PR #26392, opened 2025-10-23
webgpu / nbitmm support for bias and weight_index

guschmue:
add support for bias and weight_index, move subgroup_matrix_matmul_nbits to template and make program callable from other ops.

### DIFF
--- a/onnxruntime/contrib_ops/webgpu/quantization/dp4a_matmul.wgsl.template
+++ b/onnxruntime/contrib_ops/webgpu/quantization/dp4a_matmul.wgsl.template
@@ -140,7 +140,6 @@ fn loadSHMA(a_global_base:u32, kidx_v:u32, row: u32, col: u32)
         const b_weight_offset : u32 = 0;
         let b_value = b.getByOffset(b_global * uniforms.K16 + kidx_v + col);
 #endif
-        let b_weight_offset = uniforms.weight_idx * uniforms.N * uniforms.K16;
         tile_B[col][row] = DequantizedFrom2BitsTo8Bits(b_value);
         let block_idx = kidx_v/(block_size/16);
         let b_scale_offset = uniforms.weight_idx * uniforms.N * (uniforms.K/block_size);


onnxruntime/contrib_ops/webgpu/quantization/matmul_nbits_wide_tile.wgsl.template
```diff
@@ -190,7 +194,15 @@ $MAIN {
   }
 
   // Write the results.
+  #if has_bias
+    let b_bias_offset = uniforms.weight_idx * uniforms.N;
+    let bias_value = bias[b_bias_offset + col + local_idx];
```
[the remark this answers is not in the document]
guschmue: hm, that comment is incorrect, the assignment is already outside of the loop

onnxruntime/contrib_ops/webgpu/quantization/dp4a_matmul_common.wgsl.template
```diff
@@ -2,6 +2,7 @@
 // Licensed under the MIT License.
 
 #param n_bits
+#param has_bias
```
qjia7: Is this needed to avoid the template's grammar issue?

onnxruntime/contrib_ops/webgpu/quantization/dp4a_matmul_small_m.wgsl.template
```diff
@@ -73,7 +78,8 @@ $MAIN {
 #endif
 #if single_scale_weights
     let zero = mm_read_zero(0, 0, uniforms.N, uniforms.zero_blocks_per_col);
-    let own_scale_b = scales_b.getByOffset(0);
+    let b_scale_offset = uniforms.weight_idx * uniforms.N * (uniforms.K / uniforms.block_size);
+    let own_scale_b = scales_b.getByOffset(b_scale_offset);
```
qjia7: I think for single_scale_weights, you can directly use `let own_scale_b = scales_b.getByOffset(uniforms.weight_idx);`.

onnxruntime/contrib_ops/webgpu/quantization/matmul_nbits.cc
```diff
@@ -124,23 +131,76 @@ Status MatMulNBits::ComputeInternal(onnxruntime::webgpu::ComputeContext& context
...
+ * @param scales         Pointer to the tensor containing scaling factors for quantization.
+ * @param zero_points    Pointer to the zero-point tensor for quantization; must be of type uint8 if provided.
+ * @param bias           Pointer to the bias tensor; optional.
+ * @param K_op           The K dimension of the operation (number of columns in 'a' and rows in 'b' before quantization).
+ * @param N_op           The N dimension of the operation (number of columns in 'b').
+ * @param block_size_op  The block size used for quantization partitioning.
+ * @param accuracy_level Accuracy level influencing the choice of optimized kernel.
+ * @param nbits          Number of bits used for quantization.
+ * @param context        Compute context for WebGPU, providing device-specific information and execution facilities.
+ * @param y              Pointer to the output tensor that will hold the result.
```
qjia7, line 170: Please add description for param `weight_index` which is used to specify which index of batch in b to participant into the calculation.

onnxruntime/contrib_ops/webgpu/quantization/matmul_nbits.cc
```diff
@@ -124,23 +131,76 @@ Status MatMulNBits::ComputeInternal(onnxruntime::webgpu::ComputeContext& context
...
+ *
+ * This function computes the matrix multiplication of the quantized tensor inputs with multiple
+ * optional optimizations tailored to the GPU backend. Depending on the provided parameters and GPU
+ * capabilities, it selects one of several optimized kernels (such as subgroup matrix multiplication,
+ * DP4A, wide tile programs, or the default matmul program) to perform the computation.
+ * It can be called by the MatMulNBits operator or directly for custom scenarios like QMoe.
+ *
+ * @param a              Pointer to the left-hand side (activation) tensor.
+ * @param b              Pointer to the quantized weight tensor.
+ * @param scales         Pointer to the tensor containing scaling factors for quantization.
```
qjia7, line 158: I assume the b's shape will be  (weight_batch, N, k_blocks, blob_size) instead of  (N, k_blocks, blob_size). For `MatMulNBits` operator, weight_batch is 1. And for custom scenarios like QMoe, weight_batch is num_experts. So it will be good to have some description about this parameter in case others modify this file in future.
And for scales, similarly, the shape of it is (weight_batch, N) instead of N.

onnxruntime/contrib_ops/webgpu/quantization/matmul_nbits.cc
```diff
@@ -124,23 +131,76 @@ Status MatMulNBits::ComputeInternal(onnxruntime::webgpu::ComputeContext& context
...
+ * @param zero_points    Pointer to the zero-point tensor for quantization; must be of type uint8 if provided.
```
qjia7, line 160: For zero point, currently, `weight_index` is not used since `QMoe` is using symmetric quantization. Please add comment here that `weight_batch` is not supported in zero_points.

onnxruntime/contrib_ops/webgpu/quantization/matmul_nbits.cc
```diff
@@ -204,6 +264,9 @@ Status MatMulNBits::ComputeInternal(onnxruntime::webgpu::ComputeContext& context
                         {ceil_div(zero_points->Shape().Size(), static_cast<int64_t>(4))},
                         4});
     }
+    if (has_bias) {
+      program.AddInput({bias, ProgramTensorMetadataDependency::TypeAndRank});
```
qjia7:
```suggestion
      program.AddInput({bias, ProgramTensorMetadataDependency::None});
```

onnxruntime/contrib_ops/webgpu/quantization/matmul_nbits.cc
```diff
@@ -227,19 +291,32 @@ Status MatMulNBits::ComputeInternal(onnxruntime::webgpu::ComputeContext& context
...
+                            {zero_blocks_per_col},
+                            {num_N_tile},
+                            {batch_count},
+                            {weight_index}})
+      .CacheHint(nbits, has_zero_points, single_scale_weights, has_bias);
   if (has_zero_points) {
     program.AddInput({zero_points, ProgramTensorMetadataDependency::None, {(zero_points->Shape().Size() + 3) / 4}, 4});
   }
+  if (has_bias) {
+    program.AddInput({bias, ProgramTensorMetadataDependency::TypeAndRank});
```
qjia7:
```suggestion
    program.AddInput({bias, ProgramTensorMetadataDependency::None});
```

onnxruntime/contrib_ops/webgpu/quantization/matmul_nbits.wgsl.template
```diff
@@ -60,10 +65,10 @@ $MAIN {
       {
 #if !single_scale_weights
         let block_idx = (kidx + idx * elements_in_value_b) / uniforms.block_size;
-        let scale_b = scales_b.getByOffset(b_global * uniforms.blocks_per_col + block_idx);
+        let scale_b = scales_b.getByOffset(b_global * uniforms.blocks_per_col + block_idx + b_scale_offset);
```
qjia7, line 79: Please also update the scale_b in `single_scale_weights` path in line 48 (`let scale_b = scales_b.getByOffset(uniforms.weight_idx);`).

onnxruntime/contrib_ops/webgpu/quantization/dp4a_matmul.wgsl.template
```diff
@@ -76,14 +77,16 @@ fn loadSHMA(a_global_base:u32, kidx_v:u32, row: u32, col: u32)
             return;
         }
 
-        let b_value = b.getByOffset(b_global*uniforms.K16+kidx_v+col);
+        let b_weight_offset = uniforms.weight_idx * uniforms.N * uniforms.K16;
```
qjia7, line 81: nit: Since `b_weight_offset` and `b_scale_offset` are constant value, will it be better to calculate them in cpu and write into uniform? In shader, we can always read them from uniform.

onnxruntime/test/contrib_ops/matmul_4bits_test.cc
```diff
@@ -342,6 +342,14 @@ void TestMatMulNBitsTyped(std::optional<float> abs_error = std::nullopt,
     RunTest<AType>(opts);
   }
 #endif  // !defined(USE_DML) && !defined(USE_WEBGPU)
+#if defined(USE_WEBGPU)
```
qjia7, line 345: Also enable the bias test for matmul_8bits_tests.cc?

guschmue:
> In current change, it seems that ApplyMatMulNBits calculate a with one weight index of b. For QMoE case, it only compute one expert. I remember you said you need 4 selected experts. So will ApplyMatMulNBits be called 4 times to get the up projection results? Why not directly generate the result by calling ApplyMatMulNBits once?
Earlier on I has a QMoE implementation that does 4 experts in 1 shot but in that case I need to go token by token and the prefill would get pretty costly.
The current implementation (https://github.com/microsoft/onnxruntime/blob/3c65aaa50f8ce8a7d73e502549371e6433282a49/onnxruntime/contrib_ops/webgpu/moe/qmoe.cc#L198)
does it different. I looks at all tokens and assigns them to experts, than walks over the experts and runs them 1 by one if there are tokens assigned to them. I think this is more in line with other implementations and should be better for prefill performance. 
If you have say 1000 tokens it is most likely we need to run all experts, for generation we'd run 4. 
Also helps with memory usage.

onnxruntime/contrib_ops/webgpu/quantization/dp4a_matmul.wgsl.template
guschmue: could do that but I intentionally did not because there are 32 experts so we'd need to compile 32 shaders.
But I was thinking for weight_idx == 0 I could do a #if in the template and 'const b_weight_offset = 0' so everything not QMoE would benefit of const and for QMoE we'd need to compile 2 shaders.

onnxruntime/contrib_ops/webgpu/quantization/dp4a_matmul_common.wgsl.template
guschmue: compile is happy, let me take this out.

onnxruntime/contrib_ops/webgpu/quantization/dp4a_matmul_small_m.wgsl.template
guschmue: done

onnxruntime/contrib_ops/webgpu/quantization/matmul_nbits.wgsl.template
guschmue: done

onnxruntime/contrib_ops/webgpu/quantization/matmul_nbits.cc
guschmue: done

onnxruntime/contrib_ops/webgpu/quantization/matmul_nbits.cc
guschmue: done.

onnxruntime/contrib_ops/webgpu/quantization/matmul_nbits.cc
guschmue: done

onnxruntime/contrib_ops/webgpu/quantization/matmul_nbits.cc
guschmue: done

onnxruntime/contrib_ops/webgpu/quantization/dp4a_matmul.wgsl.template
guschmue: I made a change to use const for weight_idx related offset if weight_idx == 0. So only QMoE takes a tiny hit for the  weight_idx.

onnxruntime/test/contrib_ops/matmul_4bits_test.cc
guschmue: done

onnxruntime/contrib_ops/webgpu/quantization/dp4a_matmul.wgsl.template
```diff
@@ -119,10 +133,18 @@ fn loadSHMA(a_global_base:u32, kidx_v:u32, row: u32, col: u32)
...
         }
-        let b_value = b.getByOffset(b_global*uniforms.K16+kidx_v+col);
+#if has_weight_idx
+        let b_weight_offset = uniforms.weight_idx * uniforms.N * uniforms.K16;
+        let b_value = b.getByOffset(b_weight_offset + b_global * uniforms.K16 + kidx_v + col);
+#else
+        const b_weight_offset : u32 = 0;
+        let b_value = b.getByOffset(b_global * uniforms.K16 + kidx_v + col);
+#endif
+        let b_weight_offset = uniforms.weight_idx * uniforms.N * uniforms.K16;
```
qjia7: nit: Delete line 143?

onnxruntime/contrib_ops/webgpu/quantization/dp4a_matmul.wgsl.template
```diff
@@ -411,6 +430,7 @@ $MAIN {
  #endif
 #else
  #if has_bias
+        // TODO: wanted to use vec4 for bias but for some reason that fails ut. Later.
```
qjia7, line 432: Using vec4 for bias, you need to make sure N % 4 == 0 or it will be very complicated to re-arrange to get the correct vec4 data.

onnxruntime/contrib_ops/webgpu/quantization/dp4a_matmul.wgsl.template
guschmue: done

onnxruntime/contrib_ops/webgpu/quantization/dp4a_matmul.wgsl.template
guschmue: we can sit it out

****

**WORK ITEM**
The reply should consist solely of the lines of the data, exact, from the opening line through the line with "qjia7: Is this", inclusive.

**RESPONSE BELOW**
PR #26392, opened 2025-10-23
webgpu / nbitmm support for bias and weight_index

guschmue:
add support for bias and weight_index, move subgroup_matrix_matmul_nbits to template and make program callable from other ops.

### DIFF
--- a/onnxruntime/contrib_ops/webgpu/quantization/dp4a_matmul.wgsl.template
+++ b/onnxruntime/contrib_ops/webgpu/quantization/dp4a_matmul.wgsl.template
@@ -140,7 +140,6 @@ fn loadSHMA(a_global_base:u32, kidx_v:u32, row: u32, col: u32)
         const b_weight_offset : u32 = 0;
         let b_value = b.getByOffset(b_global * uniforms.K16 + kidx_v + col);
 #endif
-        let b_weight_offset = uniforms.weight_idx * uniforms.N * uniforms.K16;
         tile_B[col][row] = DequantizedFrom2BitsTo8Bits(b_value);
         let block_idx = kidx_v/(block_size/16);
         let b_scale_offset = uniforms.weight_idx * uniforms.N * (uniforms.K/block_size);


onnxruntime/contrib_ops/webgpu/quantization/matmul_nbits_wide_tile.wgsl.template
```diff
@@ -190,7 +194,15 @@ $MAIN {
   }
 
   // Write the results.
+  #if has_bias
+    let b_bias_offset = uniforms.weight_idx * uniforms.N;
+    let bias_value = bias[b_bias_offset + col + local_idx];
```
[the remark this answers is not in the document]
guschmue: hm, that comment is incorrect, the assignment is already outside of the loop

onnxruntime/contrib_ops/webgpu/quantization/dp4a_matmul_common.wgsl.template
```diff
@@ -2,6 +2,7 @@
 // Licensed under the MIT License.
 
 #param n_bits
+#param has_bias
```
qjia7: Is this needed to avoid the template's grammar issue?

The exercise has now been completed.